▸ **Exercise**: Across the entries below, how many lines contain the word "module"? Give the number alone.
Task input section start
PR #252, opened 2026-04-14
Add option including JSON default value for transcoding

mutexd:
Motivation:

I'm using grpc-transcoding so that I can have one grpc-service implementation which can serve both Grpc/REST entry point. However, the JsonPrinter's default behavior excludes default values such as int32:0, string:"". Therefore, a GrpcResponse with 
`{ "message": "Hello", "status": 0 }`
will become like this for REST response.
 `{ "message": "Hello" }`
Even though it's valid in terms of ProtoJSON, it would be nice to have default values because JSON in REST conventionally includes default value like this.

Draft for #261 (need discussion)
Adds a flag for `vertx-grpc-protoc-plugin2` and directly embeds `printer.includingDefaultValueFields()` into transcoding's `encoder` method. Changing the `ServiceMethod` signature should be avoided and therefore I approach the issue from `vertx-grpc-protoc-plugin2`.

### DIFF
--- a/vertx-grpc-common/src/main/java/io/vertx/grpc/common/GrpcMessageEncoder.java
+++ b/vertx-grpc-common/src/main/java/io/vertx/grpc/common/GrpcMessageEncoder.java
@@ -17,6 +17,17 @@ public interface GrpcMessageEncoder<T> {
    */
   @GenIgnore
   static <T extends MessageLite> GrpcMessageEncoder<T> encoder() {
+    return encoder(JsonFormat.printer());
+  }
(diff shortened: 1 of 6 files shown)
Task input section end
Task input section start
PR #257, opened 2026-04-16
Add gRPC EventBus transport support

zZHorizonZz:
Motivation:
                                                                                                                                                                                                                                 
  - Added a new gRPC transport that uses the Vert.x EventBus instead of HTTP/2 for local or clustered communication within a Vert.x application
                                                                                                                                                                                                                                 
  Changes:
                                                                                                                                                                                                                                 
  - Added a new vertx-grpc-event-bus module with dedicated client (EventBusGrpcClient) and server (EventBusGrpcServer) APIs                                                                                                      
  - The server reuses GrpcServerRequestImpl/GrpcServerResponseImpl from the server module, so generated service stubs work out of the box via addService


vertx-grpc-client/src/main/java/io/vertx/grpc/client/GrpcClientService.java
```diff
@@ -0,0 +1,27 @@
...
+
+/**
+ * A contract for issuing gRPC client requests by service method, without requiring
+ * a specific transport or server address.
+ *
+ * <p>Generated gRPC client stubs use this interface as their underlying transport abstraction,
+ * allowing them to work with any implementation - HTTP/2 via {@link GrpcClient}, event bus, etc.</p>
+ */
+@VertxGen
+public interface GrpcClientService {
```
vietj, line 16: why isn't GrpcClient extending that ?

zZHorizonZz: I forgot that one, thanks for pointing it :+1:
Task input section end
Task input section start
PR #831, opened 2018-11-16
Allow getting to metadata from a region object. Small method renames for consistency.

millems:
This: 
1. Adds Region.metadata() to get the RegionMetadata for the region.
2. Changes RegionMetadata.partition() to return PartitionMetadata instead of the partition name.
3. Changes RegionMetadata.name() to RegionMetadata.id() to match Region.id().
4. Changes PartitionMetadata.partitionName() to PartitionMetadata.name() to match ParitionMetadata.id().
Task input section end
▸ **Solution for this task**: 2